Время от времени он оживал и даже пытался поговорить с лидерами «Единения и прогресса», что называется, по душам, но тем было в те дни не до него.
Обстановка в стране осложнялась с каждым днем, и во многом в этом были виноваты они сами.
Добившись свержения самодержавия и введя турецкую буржуазию в высшие эшелоны власти, «Единение и прогресс» посчитал свою задачу выполненной.
И ошибся!
Мало того что реакция очень быстро восстанавливала свои силы, не было единства и в рядах самих младотурок.
Как это и всегда бывает в таких случаях, после победы над общим врагом главные идеологи движения разделились на два лагеря, которые придерживались различных взглядов на будущее страны.
И в то время как принц Сабахеддин выступал за децентрализацию и религиозно-национальную автономию, его противники были приверженцами строгой централизации и насильственного отуречивания народов империи.

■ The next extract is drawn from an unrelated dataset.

PR #3784, opened 2019-05-23
[WFCORE-4487] Migrate domain-management maven module to new MSC API

ropalka:
https://issues.jboss.org/browse/WFCORE-4487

В результате Сабахеддин создал целый ряд политических группировок, среди которых особенно выделялись «Либералы».
В своей борьбе со сторонниками «Единения и прогресса» их лидеры быстро нашли общий язык с консервативной османской бюрократией и правым крылом парламентариев.

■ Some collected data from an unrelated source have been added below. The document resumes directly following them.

PR #3797, opened 2019-05-31
[WFCORE-4489] Wrap setting the JAVA_OPTS in quotes for the batch script.

jamezp:
https://issues.jboss.org/browse/WFCORE-4489

The first commit is the actual changes needed. 

The second commit is not required and will add time to the overall test run. For me this seems to add about 2 minutes which doesn't seem significant, however it's not required and we have concerns I can remove the commit. It essentially runs each test twice, 4 times in the `StandaloneScriptTestCase` with GC logging enabled, in 3 different directories. The hope is to catch issues with scripts and spaced directories sooner rather than later.


bstansberry:
+1 to tests.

Парламент оказался расколотым и так и не принял ни одного важного решения.
Так ничего и не сделав в социальной сфере, младотурки быстро теряли популярность у турецкого населения империи, получившего взамен сладких обещаний еще больший налоговый гнет.
Косо смотрели на них и нетурецкие народы, поскольку младотурки с непостижимой быстротой забыли все свои обещания, и на деле «политика оттоманского единства» свелась к отуречиванию других национальностей.
Печально складывались дела и во внешней политике.
После того как 5 октября Болгария объявила о своей полной независимости от султанской власти, а на следующий день Австро-Венгрия аннексировала Боснию и Герцеговину, за считанные месяцы империя потеряла больше, нежели Абдул-Хамид за все время своего правления.
Что сразу же дало ему повод обвинить «Единение и прогресс» в «оскорблении нации и религии».
Недовольные политикой младотурок все выше поднимали голову, и Абдул-Хамид не сомневался в том, что он и на этот раз сумеет покончить с ненавистной ему конституцией.
В ход снова пошла религиозная пропаганда, и в столице начались бесконечные демонстрации учеников религиозных школ, требовавших восстановления старых порядков.
Волновались и казармы, где реакционно настроенные офицеры подстрекали солдат на выступления против новой власти.
Против иттихадистов выступили при негласной поддержке султана влиятельные мусульманские фундаменталисты, требовавшие возврата к законам шариата, сторонники партии Ахрар.
Как и всегда в подобных случаях, для решающего выступления нужен был только хороший повод, и его, конечно, нашли.